Section 7 delays the implementation date of the “Cadillac Tax” from January 1, 2020 to January 1, 2025.  Generally, Obamacare imposed a 40% excise tax on high cost-employer sponsored health care coverage.  The “Cadillac Tax” is the subject of several of my prior blogs.  See Cadillac Tax: Delayed and Deductible, December 28, 2015; Health Coverage Includable in “Cadillac Tax” Calculations, November 19, 2015; and New IRS Excise Tax on High Cost Health Plans – the “Cadillac Tax”, September 30, 2015.

With the delay of the implementation date of the “Cadillac Tax” rather than its repeal, employers should continue to implement cost reduction programs designed to bring down the cost of their health plans (with the goal of getting below the high cost thresholds).

Section 8 provides that over the counter medications will be qualified medical expenses effective January 1, 2018.  Generally, health plans, flexible spending arrangements (“FSAs”), health reimbursement accounts (“HRAs”), and certain other health care arrangements will help pay or permit the reimbursement of qualified medical expenses.  Obamacare excluded over the counter medications from the definition of qualified medical expenses.  If Section 8 is adopted, employers will need to review their health plans (including FSAs and HRAs) and make a determination as to whether to cover over the counter medications.  Please note that plan amendments may be required to implement the employer’s plan design changes.
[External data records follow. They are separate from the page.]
PR #2014, opened 2026-06-23
refactor(opencode): apply strict frontmatter schema to OpenCodeSubagent

### LINKED ISSUE #1658: Refactor: apply strict frontmatter schema pattern across all OpenCodeStyle subagents
## Background

During the review of PR #1655 (which explicitly typed the `KiloSubagent` frontmatter schema), we noticed that `OpenCodeSubagent` (and sibling tools extending the same parent) still use the loose-alias pattern.

## Details

The pattern where a subagent merely aliases `OpenCodeStyleSubagentFrontmatterSchema` rather than declaring its own explicit schema (like we did for Kilo) exists across the family of OpenCode-style tools. 

## Next Steps

Applying the pattern introduced in #1655 across the family for consistency would tighten validation and make the supported surface area clear for each specific tool.

dyoshikawa:
## Summary

Closes #1658. `OpenCodeSubagent` merely aliased the shared `OpenCodeStyleSubagent` base frontmatter schema, whereas `KiloSubagent` (the other tool extending the same parent) declares an explicit schema since #1655. This applies the same strict-schema pattern across the OpenCode-style family.

## Changes

- Declare an explicit `OpenCodeSubagentFrontmatterSchema` (`z.looseObject`) enumerating the documented OpenCode agent fields: `description`, `mode` (default `subagent`), `name`, `model`, `temperature`, `top_p`, `prompt`, `disable`, `tools`, `permission`.
- Mirror the Kilo pattern: normalize the `mode` default in the constructor, `declare` the narrowed `frontmatter` type, validate through the schema in `validate()`, and `safeParse` in `fromRulesyncSubagent()` / `fromFile()`.
- The schema stays `looseObject`, so forward-compatible/unknown fields (e.g. `hidden`) still round-trip — behavior is unchanged for valid configs; validation is merely tightened for the declared field types.

## Verification

- `pnpm cicheck` passes (typecheck + 12 OpenCodeSubagent tests + subagents processor + full suite). New test asserts the declared field types validate, a wrong type is rejected, and unknown fields still round-trip.

Closes #1658

### DIFF
--- a/src/features/subagents/opencode-subagent.test.ts
+++ b/src/features/subagents/opencode-subagent.test.ts
@@ -204,6 +204,35 @@ Assist with any tasks`,
     expect(result.success).toBe(true);
   });
 
+  it("should validate the documented field types but keep unknown fields (looseObject)", () => {
+    // Known fields are now typed explicitly (strict-schema pattern, #1658)...
+    expect(
+      OpenCodeSubagentFrontmatterSchema.safeParse({
+        description: "Agent",
+        temperature: 0.4,
+        top_p: 0.9,
+        model: "some-model",
+        tools: { read: true, write: false },
+      }).success,
+    ).toBe(true);
+    // ...a wrong type for a declared field is rejected...
+    expect(
+      OpenCodeSubagentFrontmatterSchema.safeParse({
+        description: "Agent",
+        temperature: "hot",
+      }).success,
+    ).toBe(false);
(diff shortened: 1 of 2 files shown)


dyoshikawa:
Thanks — merging. Applies the explicit strict-frontmatter-schema pattern to OpenCodeSubagent (matching KiloSubagent), closing #1658.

Section 10 repeals the reduced limit for annual benefits under flexible spending accounts.  Generally, Obamacare limited the annual benefits available under FSAs to $2,500 (adjusted for inflation).   If Section 10 is adopted, employers will need to determine the appropriate level of FSA contributions to be permitted under their cafeteria plans (and amend the plans accordingly).

Section 16 increases the limit on annual contributions to health savings accounts so that the maximum contribution is the sum of the annual deductible and the out-of-pocket expenses payable with respect to the applicable high deductible plan.  The Ways And Means summary indicates that the “basic limit will be at least $6,550 in the case of self-only coverage and $13,000 in the case of family coverage beginning in 2018”.  The current 2017 limits are $3,400 of self-only coverage and $6,750 for family coverage.
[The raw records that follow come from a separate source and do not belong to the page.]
PR #2019, opened 2026-06-23
feat(hermesagent): add Hermes Agent support for rules and MCP

dyoshikawa:
## Summary

Adds a new tool target `hermesagent` for [Hermes Agent](https://hermes-agent.nousresearch.com) by Nous Research.

- **Rules** → project-root `.hermes.md` (project scope only). Hermes auto-injects `.hermes.md` from the project root into its system prompt.
- **MCP** → `~/.hermes/config.yaml` under the top-level `mcp_servers` key (global only). Merges into the shared config (preserving unrelated keys like `model`/`terminal`), mirroring the existing Goose `config.yaml` pattern.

In addition, Section 17 will permit both spouses to make catch-up contributions to the same health savings account effective January 1, 2018.

If Sections 16 and 17 are adopted, employers who contribute to health savings accounts for their employees participating in high deductible health plans will need to review their health savings account programs and make a determination as to what level they are willing to contribute to their employees’ health savings accounts.  Again, please note that plan/document amendments may be required to implement these plan design changes.
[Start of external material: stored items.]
PR #2040, opened 2026-06-24
feat(factorydroid): collapse commandBlocklist onto deny on import

### LINKED ISSUE #1883: Follow up Factory Droid upstream updates: commandBlocklist hard-block permission tier
## Summary

Factory Droid's `settings.json` defines **three** command permission tiers, but rulesync models only two (`commandAllowlist`/`commandDenylist`, tracked previously). The hard-block tier `commandBlocklist` has no representation.

## Recent Releases

- Settings reference (current as of 2026-06-15): https://docs.factory.ai/cli/configuration/settings

## Gaps

- **permissions — `commandBlocklist` (hard-block tier) not modeled.** Factory Droid `settings.json` has `commandAllowlist`, `commandDenylist`, **and** `commandBlocklist`. The blocklist is a distinct, stronger tier: blocked commands "can never run… no prompt and no way to approve them: the block applies even under full autonomy, auto-run, or `--skip-permissions-unsafe`," and the resolver inspects the actual program invoked to prevent wrapper bypasses. The denylist only forces confirmation and can be approved. `src/features/permissions/factorydroid-permissions.ts` models only `commandAllowlist`/`commandDenylist`; `commandBlocklist` appears nowhere in `src/`. The canonical action model in `src/types/permissions.ts` is `allow | ask | deny` only — there is no "block" action, so the never-run-even-under-autonomy semantic cannot be expressed or round-tripped, and an existing `commandBlocklist` is silently ignored on import (preserved only as a non-managed key).

## Proposed Follow-up

- Decide how to represent Factory's hard-block tier: either (a) introduce a canonical "block"/stronger-than-deny action mapped to `commandBlocklist`, or (b) at minimum read/preserve `commandBlocklist` explicitly and document that rulesync does not manage it.

## References

- https://docs.factory.ai/cli/configuration/settings — `commandAllowlist` / `commandDenylist` / `commandBlocklist` semantics.

dyoshikawa:
## Background

Follow-up to #1883. Factory Droid's `settings.json` defines a third, stronger command-permission tier — `commandBlocklist` — whose commands can never run, not even under full autonomy / auto-run. rulesync's canonical action model is `allow | ask | deny` only, with no never-runs equivalent, so the import path previously ignored `commandBlocklist` and silently dropped it from the canonical view.

Per the maintainer decision, this resolves the gap with the **lossy collapse** option.

## What changed

- Add `commandBlocklist?: string[]` to the modeled settings shape.
- On **import** (`toRulesyncPermissions`), map `commandBlocklist` entries onto canonical `deny` under the `bash` category, applied last so a hard-block command outranks an allowlist entry. Lossy: the never-runs guarantee weakens to a deny the user can still approve, but the rule is no longer dropped.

In summary, while we are still very early in the process, the American Health Care Act is likely to contain a number of provisions that will require employers to review and modify their employee benefit programs.  Therefore, employers should continue to monitor the AHCA deliberations and consider their options if these provisions (or variations of these provisions) are adopted.

DISCLAIMER: Because of the generality of this update, the information provided herein may not be applicable in all situations and should not be acted upon without specific legal advice based on particular situations.